- **How to complete this task**: In how many lines of the records below does the word "might" appear? Reply with the number only.

——————————

PR #539, opened 2016-03-26
Override parent builders even if the child schema has no properties

### LINKED ISSUE #538: Overridden builders are not added to empty child class
Whenever child class doesn't add any properties but just inherits from parent class it will be generated completely empty even though parent class has many properties with builders.

Example
address.json:
```json
{
  "type": "object",
  "javaType": "Address",
  "properties": {
    "city": { "type": "string" },
    "street": { "type": "string" }
  }
}
```
address2.json:
```json
{
  "type": "object",
  "extends": {
    "$ref": "address.json"
  }
}
```
Address2.java:
```java
@Generated("org.jsonschema2pojo")
public class Address2 extends Address
{
    @Override
    public String toString() {
        return ToStringBuilder.reflectionToString(this);
    }
}
```
Address2 should include builder methods from Address:
```java
    @Override
    public Adderess2 withCity(String city) {
        super.withCity(city);
        return this;
    }

    @Override
    public Adderess2 withStreet(String street) {
        super.withStreet(street);
        return this;
    }
```

Everything works as expected when I create address3 which has one additional property:
address3.json:
```json
{
  "type": "object",
  "extends": {
    "$ref": "address.json"
  },
  "properties": {
    "country": { "type": "string" }
  }
}
```

thachhoang:
Fix #538.

### DIFF
--- a/jsonschema2pojo-core/src/main/java/org/jsonschema2pojo/rules/ObjectRule.java
+++ b/jsonschema2pojo-core/src/main/java/org/jsonschema2pojo/rules/ObjectRule.java
@@ -121,9 +121,7 @@ public class ObjectRule implements Rule<JPackage, JType> {
             ruleFactory.getDescriptionRule().apply(nodeName, node.get("description"), jclass, schema);
         }
 
-        if (node.has("properties")) {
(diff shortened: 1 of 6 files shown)


joelittlejohn:
Great, thanks!

PR #547, opened 2016-04-11
Added missing methods and documentation for prefix/suffix stuff

samskiter:
I noticed some stuff was missing. Could probably have pushed this directly but it's quite a few changes


joelittlejohn:
Thanks :+1:

Issue #555, opened 2016-04-25
Constructors are incompatible with extends keyword


samskiter:
If schema A extends schema B and schema A has properties X,Y and Z and schema B has properties L,M and N and `includeConstructors` is set to true, the constructor of B correctly has arguments for L, M and N but the constructor of A only has arguments for X,Y and Z.

I would expect A to have LMNXYZ in its constructor.

Looking at the code, this looks non-trivial to fix.

joelittlejohn:
Closed by #558

Issue #554, opened 2016-04-25
Improve naming through extends keyword


samskiter:
**Problem**
The extends keyword just adds "Parent" to the end of the refrencing schema name. It seems that from any ref, a decent name could be generated deterministically (as it is in JsonSchema2Pojo.java).

The only gap I can see in the current naming rules is for an embedded referenced schema.

So this schema might cause issues:

```
{
  "$schema": "http://json-schema.org/draft-04/schema#",

  "definitions": {
    "address": {
      "type": "object",
      "properties": {
        "street_address": { "type": "string" },
        "city":           { "type": "string" },
        "state":          { "type": "string" }
      },
      "required": ["street_address", "city", "state"]
    }
  },

  "type": "object",

  "properties": {
    "billing_address": { "$ref": "#/definitions/address" },
    "shipping_address": { "$ref": "#/definitions/address" }
  }
}
```

And this is just a generalisation of the same thing with the extends keyword, e.g.:

```
test.json
{
  "$schema": "http://json-schema.org/draft-04/schema#",

  "definitions": {
    "address": {
      "type": "object",
      "properties": {
        "street_address": { "type": "string" },
        "city":           { "type": "string" },
        "state":          { "type": "string" }
      },
      "required": ["street_address", "city", "state"]
    }
  },

  "type": "object",
  "extends": { "$ref": "#/definitions/address" },
}
```

In the first case, the referenced address schema would be Billing_Address.java, which is a bit misleading, but not terrible,

In the second it would be called TestParent.java which is a pretty useless name.

**Proposal**

Come up with a deterministic way of naming schemas, not dependent on the route to that schema.

Currently JsonSchema2Pojo.java can come up with a good name from the path and target package for a given schema file. E.g. if the root directory is `/my/path/to/schema`, the target package is `a.b.c` and the schema is present at `/my/path/to/schema/d/test.json` - the generate class would be `a.b.c.d.Test`.

Now if test.json, the path to the address schema is `/my/path/to/schema/d/test.json#definitions/address` - could this create a class named: `a.b.c.d.Test.definitions.Address` ? I.e. use the jsonRef elements to name/position the class.

In the first example above, test.java looks like:

```
package a.b.c.d;

import a.b.c.d.definitions.Address;

public class Test {
    public Address billing_address;
    public Address shipping_address;
}
```

In the second, it looks like:

```
package a.b.c.d;

import a.b.c.d.definitions.Address;

public class Test extends Address {
}
```

[...]

PR #557, opened 2016-04-26
[Issue 555] Add test for constructors + extends

samskiter:
PR for fix for #555 ... WIP

### DIFF
--- a/jsonschema2pojo-integration-tests/src/test/java/org/jsonschema2pojo/integration/ExtendsIT.java
+++ b/jsonschema2pojo-integration-tests/src/test/java/org/jsonschema2pojo/integration/ExtendsIT.java
@@ -108,6 +108,36 @@ public class ExtendsIT {
 
     @Test
     @SuppressWarnings("rawtypes")
+    public void constructorHasParentsProperties() throws Exception {
+        ClassLoader resultsClassLoader = schemaRule.generateAndCompile("/schema/extends/subtypeOfB.json", "com.example", config("includeConstructors", true));
+
+        Class type = resultsClassLoader.loadClass("com.example.SubtypeOfB");
+        Class supertype = resultsClassLoader.loadClass("com.example.SubtypeOfBParent");
+
+        assertThat(type.getSuperclass(), is(equalTo(supertype)));
+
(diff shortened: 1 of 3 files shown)


samskiter:
I've put this in the main repository incase anyone else cares to have a go at fixing it.... it seems to be that the Schema object needs to be aware of the concept of a superclass. then we could iterate superclasses to compile the list of properties.

samskiter:
@joelittlejohn So I'm digging around and coming up with all sorts of ideas for this and #554 
Maybe we could have a chat tonight about both?

I'm currently wondering whether doing what I proposed in 554 would help this bug at all. Related to that, I'm wondering whether `Rule.apply()` could be changed to have a different signature:

`R apply(String nodeName, T generatableType, Schema currentSchema);`

As the `node` argument could probably be made available from `currentSchema.getContent()`.

It would be really useful to talk through the architecture you have now and what you think of my proposals...

Thanks,

Sam

ctrimble:
If you are going to be discussing the signature of Rule, I suggest that you modify it to take a single context object, possibly immutable.  This would allow the contract to be widened, as the project evolves, without too much impact on those implementing the interface.

samskiter:
@ctrimble Yea I was coming to the same conclusion - the context can just be the existing Schema object but with some more information stored in it. I think storing the resolved JType in it as is currently done is OK so it would be mutable

joelittlejohn:
I like the idea of a adding a context object to that signature.

Regarding naming, my main concern is that we enumerated as many edge-cases as possible, in particular those where refs and fragments paths are used.

One thing to be careful of here is biting off too much in one go. It would be good to make some small steps towards this that we can verify and merge (e.g. add the context object to make the signature more powerful) before doing anything radical around naming.

Thanks for taking an interest in these things @samskiter. I'm not likely to have time to devote to this as I've recently started a new job and have calls most evenings.

samskiter:
Ok, plan of action is context object, then naming. As for this constructor
bug, I can't quite see the best way to fit in the information about "parent
class" and "parent class properties". I suppose both could be worked out
every time they are needed. Anything else is just an optimisation...

samskiter:
Further question - what are the rules for adding schemas to the
schemastore? Any reason all Schema objects shouldn't be added?

PR #558, opened 2016-04-27
Fix for extends with constructor

samskiter:
So this isn't the prettiest, but it might do for now.

There's at least 2 new recursive methods and I had to make use of 'instanceof' :(

what do you think to storing classes JFieldVar's on the schema object? It would remove the need for the `instanceof` call...?

### DIFF
--- a/jsonschema2pojo-core/src/main/java/org/jsonschema2pojo/rules/ObjectRule.java
+++ b/jsonschema2pojo-core/src/main/java/org/jsonschema2pojo/rules/ObjectRule.java
@@ -50,6 +50,8 @@ import java.util.ArrayList;
 import java.util.Iterator;
 import java.util.List;
 import java.util.Map;
+import java.util.HashMap;
+import java.util.LinkedHashSet;
 
 import javax.annotation.Generated;
 
@@ -177,13 +179,13 @@ public class ObjectRule implements Rule<JPackage, JType> {
      * @param node
      * @return
      */
-    private List<String> getConstructorProperties(JsonNode node, Schema schema, boolean onlyRequired) {
+    private LinkedHashSet<String> getConstructorProperties(JsonNode node, Schema schema, boolean onlyRequired) {
 
         if (!node.has("properties")) {
-            return new ArrayList<String>();
+            return new LinkedHashSet<String>();
         }
 
-        List<String> rtn = new ArrayList<String>();
+        LinkedHashSet<String> rtn = new LinkedHashSet<String>();
 
         NameHelper nameHelper = ruleFactory.getNameHelper();
         for (Iterator<Map.Entry<String, JsonNode>> properties = node.get("properties").fields(); properties.hasNext();) {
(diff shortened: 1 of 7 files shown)


samskiter:
Should fix https://github.com/joelittlejohn/jsonschema2pojo/pull/558

samskiter:
@ctrimble what do you think of this?

ctrimble:
LGTM.  In the testing, you should probably construct one of these children and make sure things are being passed to the parent properly.  Your current testing shows that the constructors are there, not that they work.

samskiter:
Yay! I managed to get rid of the use of 'instanceof'!

@ctrimble @joelittlejohn I also have an addition to this which adds copy constructors (performs a deep copy). Is this something you'd be interested in?

joelittlejohn:
@samskiter one last question I have on this one, will this change handle the situation where a property is defined in the parent and also defined in the child? (will it handle this without creating duplicate args in the constructor I mean). It should favour the child.

samskiter:
@joelittlejohn Just to clarify how this would work - If I construct then up-cast my child class to it's parent, the parent's fields should probably be initialised as per the constructor. I suppose the generated constructor could replicate the arg into the super constructor?

e.g.

```
private String name;
private String description;
public Child(String name, String description) {
    super(name);
    this.name = name;
    this.description = description;
}
```

If that's what you mean, no it wouldn't. A linked hashset rather than a list would probably do the job to sort duplicates internally so it may not be too hard to fix up...

I'll need to write another test case or two for this if it's what you want. We could add it as an improvement to be done after we get through we accept/reject the current set of PRs I have outstanding (if it is acceptable to use this in it's current state, of course). That would be preferable to me to avoid another round of rebasing :)

Let me know how you'd like to proceed...

joelittlejohn:
@samskiter It looks like this would be a good one to start with since it doesn't appear to depend on any other PRs. I'm keen to get the first of these PRs into a ready state before we move on to the others. We need to move forward with care here. I'm sorry our schedules haven't lined up well here but I really would like to try to focus on getting one PR right before merging others.

If using a Set rather than a List here would solve the problem then it would be good to make this change now. I'd like to do something sensible here rather than leave this problem in place (if we can) as it will otherwise simply create noise.

It would be helpful if you could remove the separate PRs that introduce test cases only (#557 is superseded by this PR, am I right?). It would allow me to understand all your PRs more easily I think.

Re the copy constructors, it certainly sounds like a good change. Lets get some of your current work merged first!

samskiter:
What I mean with rebasing is #561 is based off this and #560. theres a fair bit of git rearranging ive been doing my side to keep things looking nice your side. But if the change is trivial, it should be fine and I agree with you it's correct to get each piece right as we go..

I've removed the two dud PRs - they were there as I wasn't sure if I would have time to address and as an invitation for others :)

I'll look into this change now. #560 should be totally separate so could be reviewed now too i you have the time - I have some time to work on this this week.

samskiter:
@joelittlejohn I think I've added and fixed that case now. Can you have a look at the test please?

joelittlejohn:
Test looks good to me. One comment on the last commit: could you use `Set` (interface) on the left-hand-side of all declarations, and for method return types? Thanks.

samskiter:
Sure can do, but I tend not to in the case of using LinkedHashSet to replace List as it shows that it is still basically a list of reliable order. In fact I had another commit that changed the way arrays are generated when unique is set that exposes the fact there it uses a LinkedHashSet.

joelittlejohn:
Good point, happy to leave it as it is. I hadn't considered that. Shame Java doesn't have a an Ordered interface :)

samskiter:
Great, well I'll make sure to submit that one at some point too. Looks like we can move onto the more controversial change...

PR #661, opened 2020-04-05
Assignment 5 update

amax1213:


students/allen_maxwell/Lesson_05/database.py
```diff
@@ -0,0 +1,104 @@
...
+    return count, errors
+
+def show_available_products():
+    '''Returns a Python dictionary of products listed as available'''
+    results = {}
+    mongo = MongoDBConnection()
+    with mongo:
+        database = mongo.connection.hp_norton
+        LOGGER.info('Searching for available products')
+        for product in database.products.find({'quantity_available': {'$gt': '0'}}):
```
ldconejo, line 80: This line still uses "products" as the name of the collection, which will cause _test_show_available_products()_ to fail, because it's populating "test_products". Note that this line could also be:

`for product in database['products'].find({'quantity_available': {'$gt': '0'}}):`

Which would allow you to pass the name of the collection as a parameter (replacing 'products'). This is probably passing on your side because your _products_ collection already has the same entries that your tests are looking for.

students/allen_maxwell/Lesson_05/database.py
```diff
@@ -0,0 +1,104 @@
...
+    rented products matching the product id
+    '''
+    results = {}
+    mongo = MongoDBConnection()
+    with mongo:
+        database = mongo.connection.hp_norton
+        LOGGER.info('Searching for product_id: %s', product_id)
+        for rental in database.rentals.find({'product_id': product_id}):
+            for customer in database.customers.find({'user_id': rental['user_id']}):
+                results[customer['user_id']] = {
```
ldconejo, line 99: Similar issue here, you could replace _database.rentals_ with _database['rentals']_ and _database.customers_ with _database['customers']_ then make it configurable so that _show_rentals_ instead uses _database['test_rentals']_ and _database['test_customers']_ for your tests.

ldconejo:
Hi Allen,

See my comments on your code for some changes that are required. To avoid a false passing result from your tests, I'd recommend you drop (delete) the _customers_, _rentals_ and _products_ collections from _hp_norton_. 

You can do this from the Mongo CLI directly. 

- From a Linux/Mac terminal, type _mongo_ and hit enter.
- Type _use hp_norton_
- Type db.dropDatabase()

That way, your tests will run with a clean database. You could add code to the same from Python, just be careful (in real life) if actual collections and your test collections live within the same database.

Regards,

Luis

PR #664, opened 2020-04-07
submission of L07

cjfortu:


students/cjfortu/L07/assignment/database_multithread_join.py
```diff
@@ -0,0 +1,310 @@
...
+        else:
+            collection.insert_many(extracted_data)
+            LOGGER.info(f'{collection} successfully added.')
+            document_counts[i] = collection.count_documents({})
+
+    bad_file_path = False
+    for i in range(len(file_paths)):
+        thread = threading.Thread(target=write_data, args=(file_paths[i], collections[i], i))
+        thread.start()
+        thread.join()
```
ldconejo, line 189: If you run your _join()_ immediately after launching a thread or multiprocess, you essentially force it to be sequential. This is because _join()_ will sit there and wait for the thread to finish. Instead, do something like this:
   
```
    thread_list = []
    for i in range(len(file_paths)):
        thread = threading.Thread(target=write_data, args=(file_paths[i], collections[i], i))
        thread.start()
        thread_list.append(thread)

    for thread in thread_list():
        thread.join()
```

This will launch all threads, let them run and then wait for each one to finish. You will need to use queues for each thread to report back and consider that fact that threads might put the results in the queue in a different order from the order in which they were launched.

This will also work for multiprocessing, consider that you need to use _multiprocessing.queue_, other than that, the implementation should be identical to threading.

I'm wondering why your multiprocessing was so much faster, even with you joining each process right away. My guess is that a dedicated core still executes faster than one that is already dealing with other operations.

ldconejo:
Hi Clemente,

See my comments on your code. Could you collect the data again for threading and multiprocessing once you've separated the joining part into a different for loop? Let me know if you have any questions.

Thanks,

Luis

cjfortu:
Thanks for letting me know about that.  I also ended up finding out more about what causes issues using queues as well.

https://github.com/UWPCE-PythonCert-ClassRepos/SP_Python220B_2019/pull/666 <https://github.com/UWPCE-PythonCert-ClassRepos/SP_Python220B_2019/pull/666>

Clemente

PR #668, opened 2020-04-12
Lesson 9 submission

nullconfig:


ldconejo:
Hi Billy,

Your submission doesn't include _mongo_connect_ which is included in the imports and which I suppose includes the implementation of the database as a context manager. Also, I don't see any files for the recursion part of the assignment. Could you take a look and resubmit?

Thanks,

Luis

PR #672, opened 2020-04-13
lesson 09 submission

cjfortu:


ldconejo:
Hi Clemente,

Your implementation for the png finder clearly works, although it's a bit difficult to follow at times. The idea of recursion is a bit simpler.

For example:

```
def recursive_function(directory, images_found = []):
    list_of_elements = list_elements(directory)
    for element in list_of_elements:
        if is_image(element):
            images_found.append(element)
        if is_directory(element):
            recursive_function(element, images_found)
```

This is pseudo-code, meaning that this still would need additional coding (for example, creating a _is_image()_ function), but the core idea is there, in that it allows _recursive_function_ to call itself, passing a reference to the _images_found_ list, so that every image that is found by any of the calls to _recursive_function_ ends up there.

Good luck with assignment 10!

Luis

PR #673, opened 2020-04-13
lesson5

FreemaGw:
My log files are not working anymore, They are being created but not populated with any log messages, how do i fix this? Thanks!

### DIFF
--- a/students/Ben_freeman/lesson05/test.py
+++ b/students/Ben_freeman/lesson05/test.py
@@ -1,0 +1,30 @@
+# pylint: disable=unused-import, unused-wildcard-import,
+# pylint: disable=too-few-public-methods, too-many-arguments, wildcard-import
+# pylint: disable=logging-format-interpolation, pointless-string-statement
+import sys
+import unittest
+import database as db
+from unittest.mock import patch
+
+
+class TestFunctions(unittest.TestCase):
+
+    def setUP(self):
+        with patch("builtins.input", side_effect="yes"):
+            db.import_data("data_files", "products", "customers", "rentals")
+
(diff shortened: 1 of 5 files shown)


students/Ben_freeman/lesson05/test.py
```diff
@@ -0,0 +1,30 @@
...
+import sys
+import unittest
+import database as db
+from unittest.mock import patch
+
+
+class TestFunctions(unittest.TestCase):
+
+    def setUP(self):
+        with patch("builtins.input", side_effect="yes"):
```
ldconejo, line 13: Check this code and make sure that's really doing what you think. _side_effect_ is treated like an iterable, which means that in this case, since you're passing it a string, the first call to _input()_ will return "y", the next one "e" and then "s". So you're not really clearing the database. This line should look like this:

`with patch("builtins.input", side_effect=("yes",)):`

students/Ben_freeman/lesson05/test.py
```diff
@@ -0,0 +1,30 @@
...
+            db.import_data("data_files", "products", "customers", "rentals")
+
+    def test_import_data(self):
+        with patch("builtins.input", side_effect="yes"):
```
ldconejo, line 17: Same as above, there will be two calls to input, so in this case, this line should be:

`with patch("builtins.input", side_effect=("yes", "yes")):`

Or you could use _Mock()_ and set _input_ to always return "yes", no matter the number of calls. Either way works.

ldconejo:
Hi Ben,

Look at my comments on your test code, make sure all tests are passing after fixing that.

Thanks,

Luis

PR #684, opened 2020-04-20
assignment for lesson02

zyang2020:
file charges_calc.py is the updated version of old charges_calc.py
file debugger_log.txt is my Python debugger logfile
file charges_calc.log is the logfile created by running my updated script on the source data
file output.json is the output JSON file created by the updated script


ldconejo:
Hi Zhen,

Implementation looks good, could you run Pylint on your code and address any warnings? It's ok if you want to disable C0103 and W1202.

Please submit a new pull request with the updates.

Thanks,

Luis

PR #688, opened 2020-04-23
Attempt 1

FreemaGw:
One question that would be cool to know, is why my logging seems a bit screwy.

When I run poor_perf.py first, the log file is created along with all of the contents. If I then run good_perf.py, a new (and correct) log file is created, but not populated with log messages. Instead the poor_perf log file will receive the messages. If I run good perf first the reverse happens. I can avoid this by quiting python and rerunning, but this is annoying so I would like to avoid it. 

Thanks


ldconejo:
Hi Ben,

For the question on the log files, I assume you're running both scripts from the Python console. If that's the case, close the file handler at the end of both _poor_perf.py_ and _good_perf.py_ by calling:

`FILE_HANDLER.close()`

Also, the code could still be improved for performance. Consider the fact that the _analyze()_ function is opening the same file twice. You could instead examine the same line for the year and the presence of "ao" opening the file just one. Give that a try.

Regards,

Luis

PR #704, opened 2020-05-07
x

scotchwsplenda:


students/ScotchWSplenda/lesson01/assignment/inventory_management/main.py
```diff
@@ -0,0 +1,89 @@
...
+        print("item not found in inventory")
+
+
+def exitprogram():
+    '''some stuff16'''
+    sys.exit()
+
+
+if __name__ == '__main__':
+    '''some stuff17'''
```
ldconejo, line 84: Change this one to a regular comment:

`# some stuff17`

The _main_ block is just an _if_, instead of a fully fledged function, so this line is not considered a docstring but a regular string (as Pylint would put it, a _pointless_ string).

-Luis

PR #706, opened 2020-05-07
Adding files for lesson 3 "HP Norton customer database"

nskvarch:
pylint does not like the asterisk imports but trying to resolve from peewee is a challenge.


ldconejo:
Hi Niels,

Code looks good. For testing, coverage is at 81%, versus the 90% target. Try to add exception coverage, which should be an interesting exercise in how to trigger exceptions in unittest.

Regard,s

Luis

PR #709, opened 2020-05-11
I have a (dumb) question

FreemaGw:
I'm getting a pickle error when i Run my import function from "parallel.py". As far as I understand this means I have a lock object, and I'm pretty sure that it has to do with how im handling Mongodb, could you confirm if im on the right track? 

Cheers, 
thanks


ldconejo:
It's not dumb. It's actually a really interesting question, I ran into this one recently while designing new assignments for this course. 

If you're doing multiprocessing, each process will needs it's own connection to MongoDB (never mind the fact that you're probably running on localhost :-) ). If you want to use multiprocessing, which is not a bad strategy, you will need to modify _import_data_pre_function()_ to create its own instance of _MongoDBConnection()_.

Pretty cool stuff.

-Luis

PR #712, opened 2020-05-15
New question

FreemaGw:
First off, thanks for the tip on the db code, I got it working now! 

Second my code fails when I make the number of records too high (~400,000) and I don't know why.

Third the assignment page says "To show you have thought through your design, create and provide an example of where the program fails due to contention and explain why in code comments, and how that will be avoided when the system is running."
I don't know what contention means in this context, can you explain please?

Thanks,

Ben


ldconejo:
Hi Ben,

How do I trigger the error you see with n=400000? Right now, I get a similar error with emails not matching the key requirements, regardless of the number of records I use:

`bson.errors.InvalidDocument: key ' elisa.miles@yahoo.com' must not contain '.'`

Your is pretty cool and easy to run repeatedly, in that it allows you to clean up the database before every run.

Don't worry about the contention requirements. You're using multiprocessing, each process is running in a fully independent thread.

Luis

FreemaGw:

——————————

- **Exercise answer**: 3